Beim Ottomotor hat sich die Direkteinspritzung – die direkte Einbringung des Kraftstoffs in den Brennraum – verbunden mit einer Abgasturboaufladung als Schlüsseltechnologie durchgesetzt. Ein Nachteil im Vergleich zur äußeren Bildung des Kraftstoff-Luft-Gemischs besteht jedoch in einer Zunahme der Partikelemissionen im Abgas. Wegen ihrer geringen Größe können diese Partikel bis in die Lunge vordringen und auf diese Weise gesundheitsschädigend wirken. Ein umfassendes Verständnis der innermotorischen Ursachen für die Partikelbildung ist eine zentrale Voraussetzung, um Partikelemissionen vermeiden zu können.

Methodik

Mithilfe optischer Messmethoden wurden die Gemischbildung und die Verbrennung analysiert, die Partikelkonzentration und -größenverteilung im Abgas gemessen sowie der emittierte Ruß mithilfe der Elektronenmikroskopie hinsichtlich seiner Morphologie und chemischen Zusammensetzung untersucht. Als Versuchsträger dienten ein Einhubtriebwerk und ein Ein-Zylinder-Aggregat mit Direkteinspritzung und zentralem Injektorlager. Zu Beginn lag der Fokus der Untersuchungen darauf, den Einfluss verschiedener Gemischbilder zu überprüfen.
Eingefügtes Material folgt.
PR #99, opened 2017-08-10
Link to datasets using friendly urls

TobyRet:
**NOTE**
A new Elasticsearch mapping has been added (please see - https://github.com/datagovuk/publish_data_beta/pull/321). Local and production elasticsearch indexes will need to be deleted and reindexed

I have started using the Elasticsearch DSL for querying - I was running into some problems with Elasticsearch Model and believe this is because the latter only handles simple queries.

Hope that is ok

### DIFF
--- a/app/controllers/datasets_controller.rb
+++ b/app/controllers/datasets_controller.rb
@@ -6,34 +6,26 @@ class DatasetsController < ApplicationController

Im Anschluss konnte durch Einschränkung der Injektorvielfalt der Einfluss verschiedener Parameter auf die Partikelemissionen herausgearbeitet werden.

Ergebnis

Die Gemischbildung als Summe aus Einspritzsystem, Ladungsbewegung und Einspritzstrategie hat den größten Einfluss auf die Partikelentstehung. Die Partikeloxidation wird maßgeblich durch die Sauerstoffkonzentration und den Gastemperaturverlauf in der verbrannten Zone im Brennraum bestimmt. Die Untersuchungen haben zudem gezeigt, dass sowohl das Spray-Targeting – die optimale räumliche Ausbildung des Kraftstoffgemischs im Brennraum – als auch der Bauteilverschleiß die Ölkonzentration im Abgas und damit auch den Schmierölanteil der Partikel beeinflussen können. Weitere Untersuchungen bieten Potenziale, die Partikelmessung direkt im Abgasstrang vorzunehmen und die innermotorische Messwerterfassung weiterzuentwickeln.

Dokumentation

Partikel bei Otto-DI I | Untersuchung von Massnahmen zur Reduktion der Partikel-Anzahlemissionen bei Otto-DI-Motoren | Vorhaben-Nr. 1046

Partikel bei Otto-DI II | Untersuchungen zur Partikelbildung und -emission an PKW-Ottomotoren mit Benzin-Direkteinspritzung | Vorhaben-Nr. 1144

Partikel bei Otto-DI II | Untersuchungen zur Partikelbildung und -emission an PKW-Ottomotoren mit Benzin-Direkteinspritzung | Vorhaben-Nr. 1193

Themis

Status
Abgeschlossenes Projekt

Programm
Öffentliche Förderung und Eigenmittel

Fördersumme
820.00,00 EUR

Laufzeit
01.08.2010 bis 31.07.2013 Teil I
01.07.2013 bis 30.06.2014 Teil II
01.06.2015 bis 31.03.2017 Teil III

Forschungsvereinigung Verbrennungskraftmaschinen (FVV) e. V.

Lyoner Str. 18
60528 Frankfurt am Main
Deutschland

AiF Arbeitsgemeinschaft industrieller Forschungsvereinigungen "Otto von Guericke" e. V.

Bayenthalgürtel 23
50968 Köln
Deutschland

Bundesministerium für Wirtschaft und Energie (BMWi)

Scharnhorststr. 34-37
10115 Berlin
Deutschland

Industrie

Dr.-techn. Herwig Richter | I
Dr.-Ing. h. c. F. Porsche AG

Dr.-Ing. Daniel Sabathil | II+III
Opel Automobile GmbH

Forschungsstelle

Institut für Kolbenmaschinen (IFKM) - Karlsruher Institut für Technologie (KIT)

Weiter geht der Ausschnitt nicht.